Incorrectly marked media server causing failures
Incident Report for TokBox
Postmortem

Timeline

At approximately 12:00 pm PST, some Enterprise media servers were put into rotation in the SJS Datacenter after an OS upgrade and the servers not configured correctly.

A manual sanity test was made before the servers were put into rotation, but failed to notice that audio was in fact not working.

At approximately, 3:30 pm PST, the misconfigured servers were taken out of rotation.

Root-Cause Analysis

Due to a human error, an incorrect configuration (chef recipe) was used, which was not fully compatible with the binary deployed. This triggered a bug in which the misconfigured media server would reject the audio codec in the SDP. As a result, the clients would not publish any audio.

Remediation

We fixed the server configuration and after new sessions were generated, worked as required.

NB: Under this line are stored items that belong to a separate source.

PR #2141, opened 2019-09-25
[MRG] Replac conda with pip in CI setup

### LINKED ISSUE #2115: Handling Conda's unreliability
Conda, much as I like it as an end user, has been a source of difficulties recently. #2077 #2079 
They suddenly dropped support for older versions of packages, which prompted me to suggest upgrading our minimum supported versions of Scikit-learn, Scipy to 0.19. However, with each minor version bump they seemingly were dropping support for more and more packages (scipy 0.19 is no longer available in the main channel).

I asked them about it here, please read this: https://github.com/ContinuumIO/anaconda-issues/issues/11146#event-2509814992
This response, plus reading the linked blog post, indicates to me that conda might be fine as a package manager for end-users, but we cannot rely on it for running our CIs.

For a short term solution, we can either pin its version to 4.6 (currently we are doing that for Nistats).
Or we add the older channel back, as described in the issue link and the blog post.

For a longer term, I am thinking about switching to pip.
We can let CircleCI keep using conda - it always uses the latest version and is a good way to test our conda pipeline. For Travis etc, I propose we move to pip.

I would like to move quickly on this matter. @GaelVaroquaux

kchawla-pi:
Fixes #2115 

Conda has become unreliable for use with CIs. Replacing it with alternatives such as pip and apt seems a prudent long term solution.

### DIFF
--- a/.travis.yml
+++ b/.travis.yml
@@ -16,39 +16,40 @@ matrix:
   fast_finish: true
   allow_failures:
     # allow_failures keyed to skipping tests.
-    - env: SKIPT_TESTS="true"
+    - env: SKIP_TESTS="true"
   include:
     # without matplotlib
     - name: "Python 3.5 minimum package versions"
       python: "3.5"
       env: DISTRIB="conda" PYTHON_VERSION="3.5"
            NUMPY_VERSION="1.11" SCIPY_VERSION="0.19" PANDAS_VERSION="*"
-           SCIKIT_LEARN_VERSION="0.19" COVERAGE="true" JOBLIB_VERSION="*"
+           SCIKIT_LEARN_VERSION="0.19" COVERAGE="true" JOBLIB_VERSION="0.11"
            LXML_VERSION="*"
     - name: "Python 3.5 latest package versions"
       python: "3.5"
       env: DISTRIB="conda" PYTHON_VERSION="3.5"
            NUMPY_VERSION="*" SCIPY_VERSION="*" PANDAS_VERSION="*"
            SCIKIT_LEARN_VERSION="*" MATPLOTLIB_VERSION="*" COVERAGE="true"
-           JOBLIB_VERSION="0.11"
+           JOBLIB_VERSION=".11"
            LXML_VERSION="*"
     - name: "Python 3.6 latest package versions"
       python: "3.6"
       env: DISTRIB="conda" PYTHON_VERSION="3.6"
            NUMPY_VERSION="*" SCIPY_VERSION="*" PANDAS_VERSION="*"
            SCIKIT_LEARN_VERSION="*" MATPLOTLIB_VERSION="*" COVERAGE="true"
-           JOBLIB_VERSION="*"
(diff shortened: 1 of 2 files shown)


continuous_integration/install.sh
```diff
@@ -72,18 +75,14 @@ create_new_conda_env() {
...
+    conda create -n testenv python==$PYTHON_VERSION --yes
     source activate testenv
-    conda install pytest pytest-cov --yes
+    pip install $REQUIREMENTS
+    pip install pytest pytest-cov
 
     if [[ "$INSTALL_MKL" == "true" ]]; then
         # Make sure that MKL is used
-        conda install --quiet --yes mkl
-    elif [[ -z $CIRCLECI ]]; then
```
jeromedockes: why do we not need to uninstall mkl explicitly anymore?

jeromedockes:
thanks! apart from the small question above +1 for merge

continuous_integration/install.sh
kchawla-pi: The `install.sh` is not used in CircleCI.

kchawla-pi:
Thanks. I will unpin conda==4.6 next and then test these changes in AppveyorCI. Only then can we merge this.

kchawla-pi:
I just remembered conda 4.7 was glitching for python3.5 installation so maybe not unpin it then.

jeromedockes:
> I just remembered conda 4.7 was glitching for python3.5 installation so maybe not unpin it then.

I think you can leave it pinned for now

kchawla-pi:
That would make this PR very easy, but it will still leave conda in play, which kind of defeats the purpose of the PR. If we were gonna rely on a pinned conda, then we don't need pip anyway. I'll use TravisCIs automatic virtualenvs. Then we'll see.

kchawla-pi:
Appveyor manages its own conda installation as part of its images for Python 3.5 so we don't need to change that and CircleCI uses the latest packages so Between the 3 of them Conda is covered.

This is ready for a review.

kchawla-pi:
@jeromedockes Second review?

.travis.yml
```diff
@@ -16,33 +15,42 @@ matrix:
...
            JOBLIB_VERSION="0.11"
            LXML_VERSION="*"
-    - env: DISTRIB="conda" PYTHON_VERSION="3.6"
+    - name: "Python 3.6 latest package versions"
+      python: "3.6"
+      env: DISTRIB="travisci" PYTHON_VERSION="3.6"
            NUMPY_VERSION="*" SCIPY_VERSION="*" PANDAS_VERSION="*"
            SCIKIT_LEARN_VERSION="*" MATPLOTLIB_VERSION="*" COVERAGE="true"
-           JOBLIB_VERSION="*"
+           JOBLIB_VERSION="0.12"
```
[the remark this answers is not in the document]
kchawla-pi: `Memory` switches from keyword `cachedir` to `location` in this version. Making sure we get the deprecation warning.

The team is discussing improvements needed to ensure this won't happen again.

Posted 5 months ago. May 09, 2018 - 13:12 PDT

Resolved
Both the connection errors and audio issues have now been resolved.
Posted 5 months ago. May 08, 2018 - 16:47 PDT
Identified
One of our enterprise TURN servers was incorrectly marked as a media server. This caused clients to make requests to it that repeatedly failed. The problem may manifest as websocket failures or audio missing from a call.

We initially received reports around 12:15PM PST and the the server was taken out of rotation at 12:33PM PST. There are some stale sessions that may still be making requests.
Posted 5 months ago. May 08, 2018 - 14:14 PDT
This incident affected: Enterprise (Enterprise Video, Enterprise API).